__EXERCISE OBJECTIVE__.
When you write out the records, keep every line exactly as it is.

__RAW DATA__.
*-*-*
PR #169, opened 2016-11-21
Keep track of block/helper name in exceptions

JvanderStad:
If an exception occurs at runtime, show helper/blockname in exception


rexm:
Looks like it needs a rebase

JvanderStad:
Rebased

PR #170, opened 2016-11-21
Pathbinder with null object caused exception

JvanderStad:
Pathbinder with null object caused exception


JvanderStad:
Also did some code cleanup

Issue #107, opened 2016-03-23
Getting the @index / @first / @last from a root context


breenyoung:
Maybe I'm gettin the syntax wrong, but anyone know if when you're in a  nested each loop you can get at the parent's context of @index/first/last in the parent loop?

`{{@each}}`

`Parent index: {{@index}}`

```
{{#each}}

    How to get at parent @index?
    {{../@index}} ?
    {{@root.index}} ?

{{/each}}
```

`{{/each}}`

rexm:
Need to figure out why, `{{../../@index}}` will get you the current parent index. That isn't correct or intuitive, but that's how it seems to work right now.

rexm:
How does handlebarsjs work in this situation?

imsedim:
From [here](http://handlebarsjs.com/builtin_helpers.html)

> Nested each blocks may access the interation variables via depth based paths. To access the parent index, for example, {{@../index}} can be used.

304NotModified:
Isn't this fixed with #174?

PR #174, opened 2016-12-05
Fix issue with getting a variable from a parent context

abraham-fox:
Nested loop now can get variables from parent context as it works in handlebars.js (Issue #107)


rexm:
Thanks for the PR... implementation looks good. Can you replace the tabs with 4 spaces before we merge?

abraham-fox:
Sure I can! Done)

PR #190, opened 2020-09-16
Remove mapping.copy_mapping

davfsa:
### Checklist

### DIFF
--- a/hikari/utilities/mapping.py
+++ b/hikari/utilities/mapping.py
@@ -31,7 +31,6 @@ __all__: typing.Sequence[str] = [
     "MRIMutableMapping",
     "CMRIMutableMapping",
     "get_index_or_slice",
-    "copy_mapping",
 ]
 
 import abc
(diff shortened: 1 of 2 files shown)


nekokatt:
This won't work.

Python only defines `copy` on instances of `dict`. It isn't part of `typing.Mapping` nor `typing.MutableMapping`. @FasterSpeeding implemented this because our implementation only requires that you pass a mapping. You could use an `immutables.Map` in the future and still expect the code to work, even though that does not have `.copy()` on the interface.

This is why we have the try-catchall for this.

As you can see, the permissions overwrite field is defined like so:
```py
    permission_overwrites: typing.Mapping[snowflakes.Snowflake, PermissionOverwrite] = attr.ib(...)
```

This is why MyPy is now failing for you :^)

hikari/utilities/mapping.py
```diff
@@ -297,17 +296,3 @@ def get_index_or_slice(
...
-
-    .. deprecated::
-        `MappedCollection` should be preferred over this.
-    """
-    # dict.copy ranges from between roughly 2 times to 5 times more efficient than casting to a dict so we want to
-    # try to use this where possible.
-    try:
-        return mapping.copy()  # type: ignore[attr-defined, no-any-return]
-    except (AttributeError, TypeError):
-        raise NotImplementedError("provided mapping doesn't implement a copy method") from None
```
nekokatt, line 313: @FasterSpeeding while I agree we should be keeping this, I do wonder if we could fall back to returning something like `dict(mapping)` or `copy.copy` in this exception case, rather than dying?

Maybe with a `warnings.warn` to flag this up the first time, perhaps?

FasterSpeeding: if you want to fall back to it's original behaviour then keeping it around sounds good to deal with these specific cases sounds fine to me

PR #191, opened 2020-09-16
Added new logic to shard that should hopefully detect random socket c…

nekokatt:
…losures.

It appears Windows will send an EOF to the TCP socket if an adapter closes.
This seems to happen when connecting to a VPN or putting the computer into
hibernation/sleep mode. When this occurs, aiohttp assumes it means a normal
closure and gracefully closes, but we do not usually have a way to determine
this.

We can however see that aiohttp invokes ClientWebSocketResponse#close which
is the same call we make. The solution is to make a facading method that we
invoke that sets a flag determining that we did in fact want to close. If this
doesn't get set, we know aiohttp is the one to blame.

@FasterSpeeding please try and break this.

### DIFF
--- a/hikari/impl/rate_limits.py
+++ b/hikari/impl/rate_limits.py
@@ -441,8 +441,8 @@ class ExponentialBackOff:
     base : builtins.float
         The base to use. Defaults to `2.0`.
     maximum : builtins.float
-        The max value the backoff can be in a single iteration before an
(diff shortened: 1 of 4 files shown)


nekokatt:
Please verify and review.

nekokatt:
Assuming no further issues.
*-*-*
__ANSWER SPACE__.
PR #169, opened 2016-11-21
Keep track of block/helper name in exceptions

JvanderStad:
If an exception occurs at runtime, show helper/blockname in exception


rexm:
Looks like it needs a rebase

JvanderStad:
Rebased

PR #170, opened 2016-11-21
Pathbinder with null object caused exception

JvanderStad:
Pathbinder with null object caused exception


JvanderStad:
Also did some code cleanup

Issue #107, opened 2016-03-23
Getting the @index / @first / @last from a root context


breenyoung:
Maybe I'm gettin the syntax wrong, but anyone know if when you're in a  nested each loop you can get at the parent's context of @index/first/last in the parent loop?

`{{@each}}`

`Parent index: {{@index}}`

```
{{#each}}

    How to get at parent @index?
    {{../@index}} ?
    {{@root.index}} ?

{{/each}}
```

`{{/each}}`

rexm:
Need to figure out why, `{{../../@index}}` will get you the current parent index. That isn't correct or intuitive, but that's how it seems to work right now.

rexm:
How does handlebarsjs work in this situation?

imsedim:
From [here](http://handlebarsjs.com/builtin_helpers.html)

> Nested each blocks may access the interation variables via depth based paths. To access the parent index, for example, {{@../index}} can be used.

304NotModified:
Isn't this fixed with #174?

PR #174, opened 2016-12-05
Fix issue with getting a variable from a parent context

abraham-fox:
Nested loop now can get variables from parent context as it works in handlebars.js (Issue #107)


rexm:
Thanks for the PR... implementation looks good. Can you replace the tabs with 4 spaces before we merge?

abraham-fox:
Sure I can! Done)

PR #190, opened 2020-09-16
Remove mapping.copy_mapping

davfsa:
### Checklist

### DIFF
--- a/hikari/utilities/mapping.py
+++ b/hikari/utilities/mapping.py
@@ -31,7 +31,6 @@ __all__: typing.Sequence[str] = [
     "MRIMutableMapping",
     "CMRIMutableMapping",
     "get_index_or_slice",
-    "copy_mapping",
 ]
 
 import abc
(diff shortened: 1 of 2 files shown)


nekokatt:
This won't work.

Python only defines `copy` on instances of `dict`. It isn't part of `typing.Mapping` nor `typing.MutableMapping`. @FasterSpeeding implemented this because our implementation only requires that you pass a mapping. You could use an `immutables.Map` in the future and still expect the code to work, even though that does not have `.copy()` on the interface.

This is why we have the try-catchall for this.

As you can see, the permissions overwrite field is defined like so:
```py
    permission_overwrites: typing.Mapping[snowflakes.Snowflake, PermissionOverwrite] = attr.ib(...)
```

This is why MyPy is now failing for you :^)

hikari/utilities/mapping.py
```diff
@@ -297,17 +296,3 @@ def get_index_or_slice(
...
-
-    .. deprecated::
-        `MappedCollection` should be preferred over this.
-    """
-    # dict.copy ranges from between roughly 2 times to 5 times more efficient than casting to a dict so we want to
-    # try to use this where possible.
-    try:
-        return mapping.copy()  # type: ignore[attr-defined, no-any-return]
-    except (AttributeError, TypeError):
-        raise NotImplementedError("provided mapping doesn't implement a copy method") from None
```
nekokatt, line 313: @FasterSpeeding while I agree we should be keeping this, I do wonder if we could fall back to returning something like `dict(mapping)` or `copy.copy` in this exception case, rather than dying?

Maybe with a `warnings.warn` to flag this up the first time, perhaps?

FasterSpeeding: if you want to fall back to it's original behaviour then keeping it around sounds good to deal with these specific cases sounds fine to me

PR #191, opened 2020-09-16
Added new logic to shard that should hopefully detect random socket c…

nekokatt:
…losures.

It appears Windows will send an EOF to the TCP socket if an adapter closes.
This seems to happen when connecting to a VPN or putting the computer into
hibernation/sleep mode. When this occurs, aiohttp assumes it means a normal
closure and gracefully closes, but we do not usually have a way to determine
this.

We can however see that aiohttp invokes ClientWebSocketResponse#close which
is the same call we make. The solution is to make a facading method that we
invoke that sets a flag determining that we did in fact want to close. If this
doesn't get set, we know aiohttp is the one to blame.

@FasterSpeeding please try and break this.

### DIFF
--- a/hikari/impl/rate_limits.py
+++ b/hikari/impl/rate_limits.py
@@ -441,8 +441,8 @@ class ExponentialBackOff:
     base : builtins.float
         The base to use. Defaults to `2.0`.
     maximum : builtins.float
-        The max value the backoff can be in a single iteration before an
(diff shortened: 1 of 4 files shown)


nekokatt:
Please verify and review.

nekokatt:
Assuming no further issues.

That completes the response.